Imagine: it’s a hot summer day. You’re sweating away in an urban apartment. Perhaps ice-cream would come to mind, or a dive in a swimming pool. Or a nice stroll through a lush and cool summer forest. Yes, that last one could be a great solution as well: forest microclimates contrast strongly with the climate outside forests, and on a bright summer day that difference could be up to several degrees Celsius. However, the climate inside forests is significantly more complicated than simply this air-conditioning on a hot summer day. Nevertheless, it is crucial for the understanding of the biodiversity and functioning of our forests to get to this true forest microclimate and integrate it into our ecological research.
Despite the potentially broad impact of this microclimate on the response of forest ecosystems to global change, we have long lacked a good idea of how microclimates within and below tree canopies drive nature’s response to global change. Recently, however, the importance of microclimate has moved firmly into the spotlights (see e.g. Zellweger et al. 2020, Lembrechts and Nijs 2020), and our understanding of what climate means below our forest canopies has been rapidly increasing.
With a team of (forest) microclimate experts, we decided we’d have to sit together and ‘take the temperature’ of what we know and what we don’t about forest microclimates. We met in a beautiful mansion in the middle of Sweden during a winter snowstorm in late February 2020 (for many of us the last time we got another view than our own home office as soon after the world got into lockdown). In that inspiring atmosphere, we discussed our current knowledge on forest microclimate and set a first step towards a paper summarizing that knowledge. That paper is now out for all to read!
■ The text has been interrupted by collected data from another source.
Issue #586, opened 2018-12-06
Improve legibility of text with low contrast


Aloso:
## Motivation

The W3C recommends for text to use a contrast ratio of at least 4,5:1 for good legibility and at least 7:1 for users with moderately low vision.

This is especially relevant for this website, since because of the flashy colours, the eyes can get tired faster. This website uses text with as little contrast as 4,53 : 1, so it's unsuitable for anyone who does not have perfect eyesight (which includes me):

![contrast ratios](https://user-images.githubusercontent.com/15658558/49616175-33989c80-f9b0-11e8-9ddc-4278fc5fff45.png)

## Solutions

I have some ideas for how this can be improved:

* Make the reddish and greenish colours **slightly darker**
* Add a subtle **text shadow** to improve the contrast

This image is divided into a part without shadow and a part with a shadow (`0 0 5px #00000044`, screenshot from Chromium). The shadow is too subtle to stand out, but it might improve legibility. Of course, making the background darker would be more effective.

![screenshot_20181206_225758](https://user-images.githubusercontent.com/15658558/49616862-81160900-f9b2-11e8-8b30-2617a380420f.png)

* Use black text on a white background for the **majority** of the text. A coloured background could still be used for the header, the footer, for headlines, buttons, icons, etc., but not **continuous text**.

-----

PS: I confused my browser tabs and accidentally filed this issue on blog.rust-lang.org, too. I'm sorry.

ashleygwilliams:
Hi @Aloso ! Thanks for filing- these types of small changes are exactly what we are looking for. I would happily accept a PR to start address this! Feel free to play around with it and we can coordinate in a Work In Progress PR :) Thank you for the thoughtful issue!

Aloso:
@ashleygwilliams Thanks for the response. I [created a PR](https://github.com/rust-lang/www.rust-lang.org/pull/607).

PR #993, opened 2020-01-27
Use a more saturated colour scheme

XAMPPRocky:
This PR changes the colour scheme to be more bright and saturated. This should improve some of the legibility issues.

### Screenshots (Original / New Colours)

Screenshot 2020-01-27 at 21 37 04
Screenshot 2020-01-27 at 21 35 21
Screenshot 2020-01-27 at 21 35 16
Screenshot 2020-01-27 at 21 35 03
Screenshot 2020-01-27 at 21 34 50
Screenshot 2020-01-27 at 21 34 44
Screenshot 2020-01-27 at 21 34 32
Screenshot 2020-01-27 at 21 34 25
Screenshot 2020-01-27 at 21 34 16

### DIFF
--- a/src/styles/app.scss
+++ b/src/styles/app.scss
@@ -3,14 +3,14 @@
 $body-font: "Fira Sans", Helvetica, Arial, sans-serif;
 $header-font: "Alfa Slab One", serif;
 
-$gray: #454c52;
-$red: #c14566;
-$green: #398277;
-$purple: #403d58;
-$yellow: #ffd45e;
+$gray: #2a3439;
+$red: #a72145;
+$green: #0b7261;
+$purple: #432866;
+$yellow: #ffc832;
 $border-radius: 4px;
-$link-color: #1eaedb;
-$footer-gray: #303030;
+$link-color: #4299bf;
+$footer-gray: $gray;
 
 html {
   font-size: 62.5%;


pietroalbini:
I don't think this PR goes in the right direction:

* The new green makes accessibility worse, going from a contrast ratio of 4.53 to 3.53.
* The new red seems like a different color than the original.
* The new blue is not really needed, as the old color already has a contrast ratio or 10.36.

Manishearth:
Agreed. Firefox has some a11y devtools that help with contrast.

Also a common complaint about the website styling was that it was very bright, making it more saturated doesn't help.

pietroalbini:
Tried to improve the colors without changing the overral look of the website:

* For the red, `#ad405d` goes from `4.87` to `5.72`.

  

* For the green, `#306e65` goes from `4.53` to `5.93`.

XAMPPRocky:
Okay, I've opted for more deeper colours, and ensured all of this colour scheme passes contrast ratios tests on all pages.

@pietroalbini Once a a contrast is above 4.5:1, having higher contrast above that isn't an empiric good, there's a lot of other factors consider beyond contrast ratio.

@Manishearth That kind of feedback isn't very useful for me, as it is not actionable. There's no time to that complaint, so I have nothing to compare it to, the colours have not remained the same since the redesign. Saturation is not the same as brightness, and a complaint about the website being too bright can be about a lot more than the colours being too bright. At the end of the day a lot of design is going to be subjective, and I'm going to make the changes I believe are for the better, they will never satisfy everyone.

Screenshot 2020-01-28 at 13 43 07
Screenshot 2020-01-28 at 13 43 02
Screenshot 2020-01-28 at 13 42 46
Screenshot 2020-01-28 at 13 42 33
Screenshot 2020-01-28 at 13 42 24

Manishearth:
@XAMPPRocky it's not any less actionable than this pull request: I don't want to merge a design change with very little justification when there were also complaints in the opposite direction.

Yes, brightness and saturation aren't the same technical term, but when used colloquially they often are. And yes, the colors have changed since then, but a general desire to avoid very bright colors still makes sense.

----

The deeper colors do look better and they don't look "bright".

pietroalbini:
> Once a a contrast is above 4.5:1, having higher contrast above that isn't an empiric good, there's a lot of other factors consider beyond contrast ratio.

@XAMPPRocky The issue the PR you closed was addressing, https://github.com/rust-lang/www.rust-lang.org/issues/586, mentioned that the reporter had trouble reading the website even with the 4.5:1 contrast ratio due to their low vision, and they suggested a higher ratio.

---

For the rest of the stuff I agree with Manish.

XAMPPRocky:
Okay, I've opted for a slightly deeper green. Here's the current contrast ratios for white foreground on colour background. @pietroalbini For what it's worth this PR's contrast ratios are higher than the colours purposed in the reporter's fork.

* red — [7.12](https://color.a11y.com/ContrastPair/?bgcolor=ffffff&fgcolor=c14566)
* green — [5.84](https://color.a11y.com/ContrastPair/?bgcolor=ffffff&fgcolor=c14566)
* purple — [12.11](https://color.a11y.com/ContrastPair/?bgcolor=ffffff&fgcolor=c14566)

Screenshot 2020-01-29 at 11 57 50
Screenshot 2020-01-29 at 11 58 00
Screenshot 2020-01-29 at 11 58 26
Screenshot 2020-01-29 at 11 58 32

pietroalbini:
Can we still try to keep the new colors as close as possible to the original ones, while increasing the accessibility?

Manishearth:
I like the deeper colors. I don't have strong preferences either way on old vs new, but if this helps a11y that's good. I'm r+ for that change but I'd like to wait for Pietro to be r+ as well.

pietroalbini:
The only color I'm not too convinced about is the blue/purple... Could you keep it a little closer to the original one?

XAMPPRocky:
@pietroalbini If this is purely a preference, I would prefer to retain my agency to make these kinds of subjective decisions while I'm the active maintainer, and keep the purposed colours as is. I don't see a reason to be precious about the current colour scheme, or this one, or any other one. I don't think we've ever made a promise to commit to a particular colour scheme and I don't see why we would now. It will never be perfect, and we'll continue to improve it over time.

Manishearth:
Uh, pietro and I have also been actively maintaining the website.

I don't really have strong opinions about colors, but "let's not be precious about a color scheme" cuts both ways.

XAMPPRocky:
@Manishearth I didn't mean to imply that you weren't. I think if I were being being precious I wouldn't have *already* made a number of changes, and I think if we're at the point of discussing preference I would want to get feedback from a broader set of people and the only reasonable way to get that feedback is to deploy and test it. And in the future I do want to test and try out radically different colour schemes, however that takes a lot longer to figure out This is meant as a small incremental improvement to the current scheme in the mean time.

Zexbe:
The current color scheme reminds me of fog. It looks okay, but it is harder to read. The new theme looks better, but I think the "build it in rust" would look better if it went in the other direction, and had the background much darker to get the contrast. I think not involving some preference is going to be impossible, if the great light vs dark theme battle is any indicator. 


Darker "Build it" Section

build-it-in-rust

Alternate colors I tried. (I only changed enough to get the idea across)

cool colors

XAMPPRocky:
@Zexbe The reason it looks like fog is because all of the colours are very light and when paired with a white backgrounds in other sections it looks like colours are washed out. The colours in the PR are essentially the original colours with the lightness turned down and their saturation increased. I do like the black/dark navy for "Build It In Rust" though I'm not sure it fits with the other colours.

Since the discussion has slowed down, I don't want this PR to become derailed into discussing the colour scheme in general, and I want to close the contrast issues I'm going to merge this. We just deployed so this will have a decent amount of amount of time on staging so people can try it out and if anyone finds an erroneous case we can fix/revert it.

This isn't a commitment to these particular colours, we can and probably will change them again in the future. Personally, I would be okay with having "seasonal" (read some period of months) colour changes.

pietroalbini:
> Since the discussion has slowed down, I don't want this PR to become derailed into discussing the colour scheme in general, and I want to close the contrast issues I'm going to merge this.

If the intention is to fix the accessibility problem then we should just improve the less accessible colors, and properly discuss the other color changes in another PR, without fast-tracking it.

PR #994, opened 2020-01-27
Add syntax highlighting

XAMPPRocky:
This PR adds syntax highlighting to the website using `highlight.js`.

### Screenshot (Current / Highlighted) — Current Colours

In this review paper, we explain how variation in forest microclimates over space and time results from an interplay of forest features, topography and landscape composition. We stress and exemplify the importance of considering forest microclimates to understand variation in biodiversity and ecosystem functions across forest landscapes. Next, we explain how macroclimate warming (of the free atmosphere) can affect microclimates, and vice versa, via interactions with land-use changes across different biomes. We summarize all drivers of forest microclimate to provide a good idea of the many factors at play and how they are influencing the outcome (as shown in the figure below).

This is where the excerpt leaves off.